** Opening Information shown block **
PR #263, opened 2026-07-02
Clamp Pixabay per_page to API-required 3-200 range

mojahurtowniapl:
Pixabay rejects `per_page` outside 3-200 with HTTP 400. The shared `stock_sources/pixabay_video.py` adapter already clamped the value, but the `PixabayVideo` and `PixabayImage` BaseTool wrappers passed it through raw, so callers using `per_page < 3` got a 400 from the API.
** Closing Information shown block **
• The problem:
Copy all lines above where "Pixabay" is present.

• Solution for this problem:
Clamp Pixabay per_page to API-required 3-200 range
Pixabay rejects `per_page` outside 3-200 with HTTP 400. The shared `stock_sources/pixabay_video.py` adapter already clamped the value, but the `PixabayVideo` and `PixabayImage` BaseTool wrappers passed it through raw, so callers using `per_page < 3` got a 400 from the API.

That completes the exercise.